The Collaborative also offers members a collective and collaborative voice in discussions regarding the changing health care landscape in Maryland.  It may serve as an advocate for its members in discussions with the state and federal agencies that work on policies that affect its members. It might work with other organizations (such as physician groups, long-term care providers and other stakeholders in the health care industry) to explore potential regional or statewide initiatives to meet the shared goals of population health.

A key benefit of membership will be the opportunity for shared learning and collaboration, allowing partners to manage changes in health care more efficiently and effectively than any single organization could on its own. Ideas may come from individual partners themselves or from examples of other national programs.

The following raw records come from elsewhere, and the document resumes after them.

PR #689, opened 2017-04-30
Fix spaces before \middle

### LINKED ISSUE #683: Issue around `\middle` and spacing
KaTeX ignores any spacing command on the left of `\middle`:

For example, In the image below, space should be inserted before `|` but no space is rendered, although the space right after `|` is properly rendered:

Even worth, however many spacing commands are inserted before `\middle|`, they are all ignored, e.g. `\left.a\ \ \ \ \ \ \ \ \ \ \middle| \ b\right.` will be rendered same as the above.

kohler:
Shift spaces back into the replacement middle delimiter. Fix #683.


src/buildHTML.js
```diff
@@ -50,6 +50,23 @@ const isBinRightCanceller = function(node, isRealGroup) {
 };
 
 /**
+ * Splice out any spaces from `children` starting at position `i`, and return
+ * the spliced-out array. Returns null if `children[i]` does not exist or is not
+ * a space.
+ */
+const spliceSpaces = function(children, i) {
+    let j = i;
```
edemaine: Perhaps it would be more intuitive to give `i` a default value of 0, via `let j = i || 0`?

src/buildHTML.js
```diff
@@ -74,24 +91,18 @@ const buildExpression = function(expression, options, isRealGroup) {
...
-    let spaces = null;
     for (let i = 0; i < groups.length; i++) {
-        if (isSpace(groups[i])) {
-            spaces = spaces || [];
-            spaces.push(groups[i]);
-            groups.splice(i, 1);
-            i--;
-        } else if (spaces) {
+        const spaces = spliceSpaces(groups, i);
+        if (spaces && i < groups.length) {
```
edemaine: `if (spaces && ...) else if (spaces) ...` seems a little weird / hard to understand.
How about `if (spaces) { if (i < groups.length) ... else ... }`?

src/buildHTML.js
```diff
@@ -1278,11 +1289,17 @@ groupTypes.leftright = function(group, options) {
...
+            const middleDelim = inner[i];
+            if (middleDelim.isMiddle) {
                 // Apply the options that were active when \middle was called
                 inner[i] = delimiter.leftRightDelim(
-                    inner[i].isMiddle.value, innerHeight, innerDepth,
-                    inner[i].isMiddle.options, group.mode, []);
+                    middleDelim.isMiddle.value, innerHeight, innerDepth,
+                    middleDelim.isMiddle.options, group.mode, []);
+                // Add back spaces shifted into the delimiter
+                const spaces = spliceSpaces(middleDelim.children, 0);
```
edemaine: Could use default 0 value of `i` here.

src/buildHTML.js
kohler: No, thanks.

src/buildHTML.js
kohler: No, thanks.

src/buildHTML.js
kohler: Does not seem important.

src/buildHTML.js
edemaine: Really? Why?

kohler: If I thought the code was clearer the way you suggested I would have written it that way. I don't like deeply nested if statements. And it is clearly a matter of taste.

You are asking me for ten minutes or so of work for trivial changes. Like five seconds of typing then ten minutes to rerun the tests just to verify nothing broke, jank around with the GitHub PR, etc. I already spent a lot of time making the fix. As well as writing the original feature—not because I needed it myself, but because I was grateful for KaTeX and wanted to help out with features the main developers wanted.

Projects that want contributions walk a balance between enforcing standards and respecting their contributors' time. As a contributor, I see no standards involved with your comments, and I consider these particular requests less than respectful of my time.

edemaine: I'm sorry that you felt your time was disrespected -- not my intent.  We certainly appreciate the time you've spent in fixing this bug (and in implementing the original feature).  I'll move this agreed-to-be stylistic issue to a separate PR.

kohler: Thanks very much for understanding. I absolutely appreciate your work also, and hope there's no hard feelings. I think it's important that code reviewers for open-source projects understand when they're asking for important functionality changes vs. important stylistic changes vs. tweaks on matters of taste, and thus hope this exchange has been useful for both of us.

With a unified focus on improving health for their patients and communities, the group allows members to go farther together while maintaining their independence and autonomy.

“For Maryland hospitals, the shift to the global budget system requires a whole new way of thinking and doing business, which can be both exciting and daunting,” explains Cohen. “We believe that by sharing ideas and working together, our members will be more successful in transitioning to this new model of care and achieve faster and better results. This will ultimately benefit their health systems, physicians and other care providers, but, most importantly, it will be a valuable asset for the people in Maryland.”